=== Section Start ===
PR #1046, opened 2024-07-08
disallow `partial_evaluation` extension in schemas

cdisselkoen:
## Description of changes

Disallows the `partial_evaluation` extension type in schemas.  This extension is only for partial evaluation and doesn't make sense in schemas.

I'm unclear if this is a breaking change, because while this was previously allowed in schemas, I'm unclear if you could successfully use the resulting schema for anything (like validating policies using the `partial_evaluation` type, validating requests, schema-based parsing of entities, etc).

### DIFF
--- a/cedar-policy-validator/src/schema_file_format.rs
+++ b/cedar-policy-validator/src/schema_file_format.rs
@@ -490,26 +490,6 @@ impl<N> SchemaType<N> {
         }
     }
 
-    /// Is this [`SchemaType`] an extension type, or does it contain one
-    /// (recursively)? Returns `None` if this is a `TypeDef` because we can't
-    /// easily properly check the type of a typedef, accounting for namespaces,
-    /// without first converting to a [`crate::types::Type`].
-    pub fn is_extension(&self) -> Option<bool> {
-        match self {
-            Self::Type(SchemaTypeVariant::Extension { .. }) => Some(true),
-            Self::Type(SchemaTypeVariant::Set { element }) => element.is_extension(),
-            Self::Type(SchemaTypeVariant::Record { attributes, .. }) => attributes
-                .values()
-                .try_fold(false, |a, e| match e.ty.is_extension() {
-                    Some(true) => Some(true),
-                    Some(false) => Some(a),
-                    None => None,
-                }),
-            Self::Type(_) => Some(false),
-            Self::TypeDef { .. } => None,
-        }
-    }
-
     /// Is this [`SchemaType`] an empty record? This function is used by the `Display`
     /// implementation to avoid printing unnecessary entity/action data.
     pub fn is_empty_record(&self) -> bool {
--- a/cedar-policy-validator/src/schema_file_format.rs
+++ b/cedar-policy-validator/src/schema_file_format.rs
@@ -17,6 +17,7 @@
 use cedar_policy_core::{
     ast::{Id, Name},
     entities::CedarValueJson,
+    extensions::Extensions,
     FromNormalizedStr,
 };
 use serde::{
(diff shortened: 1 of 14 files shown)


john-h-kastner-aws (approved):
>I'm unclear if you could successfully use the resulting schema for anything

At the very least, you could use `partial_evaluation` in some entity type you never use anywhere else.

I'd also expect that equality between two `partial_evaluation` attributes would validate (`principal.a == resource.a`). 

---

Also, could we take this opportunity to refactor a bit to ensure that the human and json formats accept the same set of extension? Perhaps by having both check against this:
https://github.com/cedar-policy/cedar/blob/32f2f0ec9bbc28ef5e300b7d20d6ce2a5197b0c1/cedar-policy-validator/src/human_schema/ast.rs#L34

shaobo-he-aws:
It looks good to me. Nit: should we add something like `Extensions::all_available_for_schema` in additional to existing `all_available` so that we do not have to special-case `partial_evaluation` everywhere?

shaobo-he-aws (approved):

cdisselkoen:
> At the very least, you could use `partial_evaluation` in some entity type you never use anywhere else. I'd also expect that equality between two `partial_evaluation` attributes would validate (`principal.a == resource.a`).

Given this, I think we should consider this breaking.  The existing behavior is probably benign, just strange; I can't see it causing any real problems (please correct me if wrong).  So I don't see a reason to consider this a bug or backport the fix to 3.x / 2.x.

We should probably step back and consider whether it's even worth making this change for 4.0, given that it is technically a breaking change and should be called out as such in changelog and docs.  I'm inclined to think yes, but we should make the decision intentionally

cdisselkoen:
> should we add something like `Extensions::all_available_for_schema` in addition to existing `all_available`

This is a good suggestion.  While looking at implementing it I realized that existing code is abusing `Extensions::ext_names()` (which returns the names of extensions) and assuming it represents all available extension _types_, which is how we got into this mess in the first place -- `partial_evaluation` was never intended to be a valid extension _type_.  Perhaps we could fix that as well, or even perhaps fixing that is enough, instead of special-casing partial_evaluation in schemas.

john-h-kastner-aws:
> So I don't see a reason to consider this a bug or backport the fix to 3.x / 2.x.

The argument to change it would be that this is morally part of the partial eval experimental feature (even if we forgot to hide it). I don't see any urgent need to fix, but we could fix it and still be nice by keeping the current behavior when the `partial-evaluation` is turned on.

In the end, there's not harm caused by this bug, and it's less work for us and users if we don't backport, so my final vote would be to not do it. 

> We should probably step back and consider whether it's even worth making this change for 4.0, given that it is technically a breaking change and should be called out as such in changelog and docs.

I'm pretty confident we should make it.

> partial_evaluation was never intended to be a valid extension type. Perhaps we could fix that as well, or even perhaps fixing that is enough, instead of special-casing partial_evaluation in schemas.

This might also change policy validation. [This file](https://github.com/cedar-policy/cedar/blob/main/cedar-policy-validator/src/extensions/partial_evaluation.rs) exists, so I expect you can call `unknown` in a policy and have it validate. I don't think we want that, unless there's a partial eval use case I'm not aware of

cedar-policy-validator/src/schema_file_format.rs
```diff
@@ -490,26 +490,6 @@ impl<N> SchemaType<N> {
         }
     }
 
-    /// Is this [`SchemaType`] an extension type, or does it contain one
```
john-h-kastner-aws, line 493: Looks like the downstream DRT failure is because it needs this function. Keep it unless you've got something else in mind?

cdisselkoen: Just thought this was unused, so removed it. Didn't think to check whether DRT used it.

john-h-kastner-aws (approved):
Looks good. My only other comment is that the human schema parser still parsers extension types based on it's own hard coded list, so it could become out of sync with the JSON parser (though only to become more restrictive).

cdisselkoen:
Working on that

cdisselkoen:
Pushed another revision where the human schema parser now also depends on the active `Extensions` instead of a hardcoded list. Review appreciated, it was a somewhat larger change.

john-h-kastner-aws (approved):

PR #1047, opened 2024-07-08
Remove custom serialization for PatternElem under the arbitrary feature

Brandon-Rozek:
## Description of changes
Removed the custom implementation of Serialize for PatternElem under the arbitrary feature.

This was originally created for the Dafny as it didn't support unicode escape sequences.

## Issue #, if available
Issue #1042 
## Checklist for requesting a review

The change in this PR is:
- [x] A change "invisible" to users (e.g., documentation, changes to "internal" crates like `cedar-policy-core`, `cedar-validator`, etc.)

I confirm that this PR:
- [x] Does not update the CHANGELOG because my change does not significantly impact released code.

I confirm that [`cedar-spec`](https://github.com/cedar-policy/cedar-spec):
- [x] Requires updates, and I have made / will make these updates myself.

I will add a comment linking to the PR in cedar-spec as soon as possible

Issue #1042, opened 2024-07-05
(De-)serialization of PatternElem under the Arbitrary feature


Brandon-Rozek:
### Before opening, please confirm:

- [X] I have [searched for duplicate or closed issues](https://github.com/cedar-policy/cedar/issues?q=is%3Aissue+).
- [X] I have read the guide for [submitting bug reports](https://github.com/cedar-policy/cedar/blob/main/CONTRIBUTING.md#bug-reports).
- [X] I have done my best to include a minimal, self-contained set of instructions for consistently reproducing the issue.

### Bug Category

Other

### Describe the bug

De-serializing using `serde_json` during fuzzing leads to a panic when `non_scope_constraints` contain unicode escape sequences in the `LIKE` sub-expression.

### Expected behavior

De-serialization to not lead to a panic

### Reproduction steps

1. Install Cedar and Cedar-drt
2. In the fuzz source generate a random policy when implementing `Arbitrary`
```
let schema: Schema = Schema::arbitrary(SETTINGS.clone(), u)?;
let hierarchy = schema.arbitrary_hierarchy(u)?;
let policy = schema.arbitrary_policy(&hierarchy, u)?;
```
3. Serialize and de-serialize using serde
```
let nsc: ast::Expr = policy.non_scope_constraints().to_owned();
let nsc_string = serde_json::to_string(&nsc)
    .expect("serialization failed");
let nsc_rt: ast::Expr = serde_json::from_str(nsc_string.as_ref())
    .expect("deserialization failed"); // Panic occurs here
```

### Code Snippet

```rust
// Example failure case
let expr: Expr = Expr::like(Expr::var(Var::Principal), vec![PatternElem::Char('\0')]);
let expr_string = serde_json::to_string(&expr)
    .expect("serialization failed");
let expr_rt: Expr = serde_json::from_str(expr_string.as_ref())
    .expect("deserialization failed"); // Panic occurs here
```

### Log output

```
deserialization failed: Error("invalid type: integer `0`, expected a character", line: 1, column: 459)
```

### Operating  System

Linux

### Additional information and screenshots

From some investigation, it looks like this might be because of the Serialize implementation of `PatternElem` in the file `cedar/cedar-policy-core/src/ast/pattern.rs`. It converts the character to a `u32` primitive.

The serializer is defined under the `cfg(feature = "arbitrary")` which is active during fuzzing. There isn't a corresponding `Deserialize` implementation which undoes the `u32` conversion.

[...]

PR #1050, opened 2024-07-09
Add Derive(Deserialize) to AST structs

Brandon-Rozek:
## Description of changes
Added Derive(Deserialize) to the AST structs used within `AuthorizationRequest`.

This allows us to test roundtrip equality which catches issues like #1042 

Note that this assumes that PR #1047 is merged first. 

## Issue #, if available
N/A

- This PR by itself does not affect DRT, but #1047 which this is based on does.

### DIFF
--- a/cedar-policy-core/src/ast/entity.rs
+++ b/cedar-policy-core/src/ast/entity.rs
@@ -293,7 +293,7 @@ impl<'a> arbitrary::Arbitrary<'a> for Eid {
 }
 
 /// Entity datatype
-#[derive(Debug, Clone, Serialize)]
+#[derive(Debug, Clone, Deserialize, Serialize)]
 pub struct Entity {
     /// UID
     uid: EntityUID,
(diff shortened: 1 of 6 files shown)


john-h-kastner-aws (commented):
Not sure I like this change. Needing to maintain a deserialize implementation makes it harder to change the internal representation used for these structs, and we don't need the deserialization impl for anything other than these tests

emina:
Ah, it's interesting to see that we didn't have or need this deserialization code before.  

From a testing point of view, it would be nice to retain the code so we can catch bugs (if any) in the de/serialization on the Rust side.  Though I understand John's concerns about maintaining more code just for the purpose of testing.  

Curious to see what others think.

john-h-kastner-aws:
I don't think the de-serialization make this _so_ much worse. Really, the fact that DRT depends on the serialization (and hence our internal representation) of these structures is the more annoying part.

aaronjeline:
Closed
=== Section End ===
=== Section Start ===
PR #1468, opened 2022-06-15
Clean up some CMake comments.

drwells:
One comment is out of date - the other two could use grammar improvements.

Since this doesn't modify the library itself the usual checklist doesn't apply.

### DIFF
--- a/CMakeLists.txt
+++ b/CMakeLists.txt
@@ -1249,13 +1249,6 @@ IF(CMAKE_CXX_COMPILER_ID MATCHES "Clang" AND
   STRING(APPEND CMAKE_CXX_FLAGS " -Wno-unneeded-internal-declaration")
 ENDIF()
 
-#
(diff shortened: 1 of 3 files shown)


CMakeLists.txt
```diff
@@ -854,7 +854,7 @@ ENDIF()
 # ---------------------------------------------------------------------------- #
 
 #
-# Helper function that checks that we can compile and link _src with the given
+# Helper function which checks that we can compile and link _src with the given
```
=== Section End ===
=== Section Start ===
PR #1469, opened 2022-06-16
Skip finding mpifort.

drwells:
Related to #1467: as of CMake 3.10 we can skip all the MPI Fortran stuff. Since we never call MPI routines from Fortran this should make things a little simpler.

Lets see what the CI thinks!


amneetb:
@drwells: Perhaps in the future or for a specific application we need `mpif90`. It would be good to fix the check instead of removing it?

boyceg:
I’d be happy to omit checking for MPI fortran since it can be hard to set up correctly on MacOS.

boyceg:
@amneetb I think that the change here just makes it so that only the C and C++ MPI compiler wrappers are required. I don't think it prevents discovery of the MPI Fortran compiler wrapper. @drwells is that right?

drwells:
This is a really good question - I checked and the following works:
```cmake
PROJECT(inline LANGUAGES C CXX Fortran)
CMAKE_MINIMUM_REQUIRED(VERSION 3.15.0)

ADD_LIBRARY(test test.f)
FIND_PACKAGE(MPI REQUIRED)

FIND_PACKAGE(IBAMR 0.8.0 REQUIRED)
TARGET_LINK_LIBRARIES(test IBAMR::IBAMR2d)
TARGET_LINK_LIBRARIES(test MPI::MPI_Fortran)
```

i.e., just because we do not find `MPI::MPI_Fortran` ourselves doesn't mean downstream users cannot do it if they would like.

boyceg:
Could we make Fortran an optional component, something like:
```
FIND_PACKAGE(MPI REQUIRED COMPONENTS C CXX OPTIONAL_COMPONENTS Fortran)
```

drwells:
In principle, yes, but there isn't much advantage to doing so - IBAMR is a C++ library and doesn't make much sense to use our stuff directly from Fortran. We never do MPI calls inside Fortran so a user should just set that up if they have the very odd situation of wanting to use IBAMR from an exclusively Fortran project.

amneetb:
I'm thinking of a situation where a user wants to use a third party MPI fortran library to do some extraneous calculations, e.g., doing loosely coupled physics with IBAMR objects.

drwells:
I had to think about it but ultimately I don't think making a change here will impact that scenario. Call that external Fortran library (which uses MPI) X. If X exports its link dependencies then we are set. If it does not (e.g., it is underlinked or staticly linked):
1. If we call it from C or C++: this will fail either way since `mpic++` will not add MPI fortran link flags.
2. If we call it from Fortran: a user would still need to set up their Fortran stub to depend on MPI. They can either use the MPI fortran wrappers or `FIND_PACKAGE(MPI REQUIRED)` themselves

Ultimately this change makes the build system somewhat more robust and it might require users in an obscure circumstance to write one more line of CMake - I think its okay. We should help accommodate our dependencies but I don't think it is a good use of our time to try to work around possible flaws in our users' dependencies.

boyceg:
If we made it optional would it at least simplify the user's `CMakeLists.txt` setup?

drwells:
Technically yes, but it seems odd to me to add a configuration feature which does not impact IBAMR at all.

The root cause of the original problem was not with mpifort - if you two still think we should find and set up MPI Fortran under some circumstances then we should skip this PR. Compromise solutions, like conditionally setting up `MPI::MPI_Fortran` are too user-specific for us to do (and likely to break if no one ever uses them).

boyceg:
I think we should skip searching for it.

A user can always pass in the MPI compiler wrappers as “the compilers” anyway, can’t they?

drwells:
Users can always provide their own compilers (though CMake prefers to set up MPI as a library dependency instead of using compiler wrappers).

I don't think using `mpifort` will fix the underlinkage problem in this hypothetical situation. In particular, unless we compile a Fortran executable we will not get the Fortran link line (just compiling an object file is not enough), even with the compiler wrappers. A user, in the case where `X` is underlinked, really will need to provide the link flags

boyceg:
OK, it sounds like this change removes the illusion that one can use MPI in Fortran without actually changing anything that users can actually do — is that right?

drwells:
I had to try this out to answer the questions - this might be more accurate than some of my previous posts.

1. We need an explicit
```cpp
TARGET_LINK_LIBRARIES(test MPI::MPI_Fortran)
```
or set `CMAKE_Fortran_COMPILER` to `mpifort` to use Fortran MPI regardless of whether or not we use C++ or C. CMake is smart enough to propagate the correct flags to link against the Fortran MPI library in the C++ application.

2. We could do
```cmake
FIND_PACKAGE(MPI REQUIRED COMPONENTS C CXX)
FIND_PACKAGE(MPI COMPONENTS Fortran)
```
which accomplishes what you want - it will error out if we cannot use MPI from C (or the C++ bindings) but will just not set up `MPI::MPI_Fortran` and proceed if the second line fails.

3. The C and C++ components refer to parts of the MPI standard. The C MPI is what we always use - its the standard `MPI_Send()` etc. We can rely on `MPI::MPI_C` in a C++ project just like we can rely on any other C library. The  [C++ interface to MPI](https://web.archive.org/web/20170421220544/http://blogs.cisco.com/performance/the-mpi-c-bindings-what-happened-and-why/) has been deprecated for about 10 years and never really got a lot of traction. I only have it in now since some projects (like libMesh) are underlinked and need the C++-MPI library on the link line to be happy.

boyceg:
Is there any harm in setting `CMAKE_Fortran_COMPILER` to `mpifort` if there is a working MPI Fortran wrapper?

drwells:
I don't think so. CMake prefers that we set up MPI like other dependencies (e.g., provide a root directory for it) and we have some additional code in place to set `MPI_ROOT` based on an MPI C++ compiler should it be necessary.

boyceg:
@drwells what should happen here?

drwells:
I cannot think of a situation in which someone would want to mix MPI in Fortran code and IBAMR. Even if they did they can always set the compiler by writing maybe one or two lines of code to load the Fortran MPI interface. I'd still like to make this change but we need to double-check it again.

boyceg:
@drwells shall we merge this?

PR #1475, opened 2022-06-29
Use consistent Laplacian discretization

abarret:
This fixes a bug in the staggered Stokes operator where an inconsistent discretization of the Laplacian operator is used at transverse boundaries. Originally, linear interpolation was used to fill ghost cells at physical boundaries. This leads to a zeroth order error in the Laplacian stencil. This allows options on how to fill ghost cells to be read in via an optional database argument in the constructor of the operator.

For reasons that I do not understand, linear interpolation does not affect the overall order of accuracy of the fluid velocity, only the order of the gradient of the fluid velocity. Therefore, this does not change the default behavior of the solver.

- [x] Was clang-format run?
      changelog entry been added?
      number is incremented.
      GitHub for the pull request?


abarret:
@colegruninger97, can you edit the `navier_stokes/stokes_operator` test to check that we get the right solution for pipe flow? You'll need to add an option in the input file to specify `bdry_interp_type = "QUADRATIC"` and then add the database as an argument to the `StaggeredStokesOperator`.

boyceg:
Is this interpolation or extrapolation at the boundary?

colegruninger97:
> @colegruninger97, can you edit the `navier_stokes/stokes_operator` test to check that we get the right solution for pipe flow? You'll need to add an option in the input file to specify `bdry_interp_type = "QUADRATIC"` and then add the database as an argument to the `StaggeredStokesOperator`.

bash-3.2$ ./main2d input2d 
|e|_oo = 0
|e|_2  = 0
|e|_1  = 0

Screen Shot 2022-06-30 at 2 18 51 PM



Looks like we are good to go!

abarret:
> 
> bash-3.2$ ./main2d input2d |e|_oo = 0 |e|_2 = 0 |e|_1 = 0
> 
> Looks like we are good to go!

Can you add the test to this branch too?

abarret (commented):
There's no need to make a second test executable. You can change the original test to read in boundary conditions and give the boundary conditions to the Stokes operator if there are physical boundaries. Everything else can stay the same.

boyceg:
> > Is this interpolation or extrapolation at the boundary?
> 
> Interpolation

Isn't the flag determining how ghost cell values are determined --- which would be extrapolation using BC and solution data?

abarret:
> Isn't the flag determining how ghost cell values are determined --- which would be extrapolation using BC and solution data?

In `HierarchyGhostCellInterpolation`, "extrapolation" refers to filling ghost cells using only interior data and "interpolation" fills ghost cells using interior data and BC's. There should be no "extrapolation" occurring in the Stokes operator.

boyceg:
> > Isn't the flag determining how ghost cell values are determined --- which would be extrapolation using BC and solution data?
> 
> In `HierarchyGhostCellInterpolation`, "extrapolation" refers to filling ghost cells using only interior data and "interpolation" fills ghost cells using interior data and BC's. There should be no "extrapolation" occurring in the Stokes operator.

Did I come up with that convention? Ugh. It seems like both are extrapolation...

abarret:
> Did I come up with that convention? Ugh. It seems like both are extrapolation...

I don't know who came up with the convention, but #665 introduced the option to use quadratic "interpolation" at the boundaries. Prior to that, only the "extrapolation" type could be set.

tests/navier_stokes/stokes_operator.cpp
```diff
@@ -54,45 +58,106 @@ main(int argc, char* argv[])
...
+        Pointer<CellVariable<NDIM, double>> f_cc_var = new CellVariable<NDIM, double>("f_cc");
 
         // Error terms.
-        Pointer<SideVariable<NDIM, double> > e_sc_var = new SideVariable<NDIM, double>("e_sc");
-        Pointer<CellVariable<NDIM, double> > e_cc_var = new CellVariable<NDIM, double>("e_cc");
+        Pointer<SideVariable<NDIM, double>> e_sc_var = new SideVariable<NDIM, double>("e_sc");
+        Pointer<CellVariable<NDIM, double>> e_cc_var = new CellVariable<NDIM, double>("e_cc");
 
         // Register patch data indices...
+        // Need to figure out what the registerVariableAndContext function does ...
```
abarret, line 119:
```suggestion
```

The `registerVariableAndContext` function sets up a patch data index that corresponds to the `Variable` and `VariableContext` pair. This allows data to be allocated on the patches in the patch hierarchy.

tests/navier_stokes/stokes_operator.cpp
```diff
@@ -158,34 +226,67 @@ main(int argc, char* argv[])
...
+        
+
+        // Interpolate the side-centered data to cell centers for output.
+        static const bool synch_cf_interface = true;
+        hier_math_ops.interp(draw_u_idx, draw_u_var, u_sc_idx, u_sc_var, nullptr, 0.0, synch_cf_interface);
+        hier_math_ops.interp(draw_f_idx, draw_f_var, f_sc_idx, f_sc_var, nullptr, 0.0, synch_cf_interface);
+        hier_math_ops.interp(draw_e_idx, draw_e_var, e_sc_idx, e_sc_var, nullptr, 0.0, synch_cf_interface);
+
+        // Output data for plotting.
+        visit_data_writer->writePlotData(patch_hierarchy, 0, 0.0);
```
=== Section End ===
• YOUR OBJECTIVE
Copy only this part of the entries above: the line with "It looks good", the line with "Given this, I", and the lines between, all exactly as written.

• RESPONSE TO THIS TASK
It looks good to me. Nit: should we add something like `Extensions::all_available_for_schema` in additional to existing `all_available` so that we do not have to special-case `partial_evaluation` everywhere?

shaobo-he-aws (approved):

cdisselkoen:
> At the very least, you could use `partial_evaluation` in some entity type you never use anywhere else. I'd also expect that equality between two `partial_evaluation` attributes would validate (`principal.a == resource.a`).

Given this, I think we should consider this breaking.  The existing behavior is probably benign, just strange; I can't see it causing any real problems (please correct me if wrong).  So I don't see a reason to consider this a bug or backport the fix to 3.x / 2.x.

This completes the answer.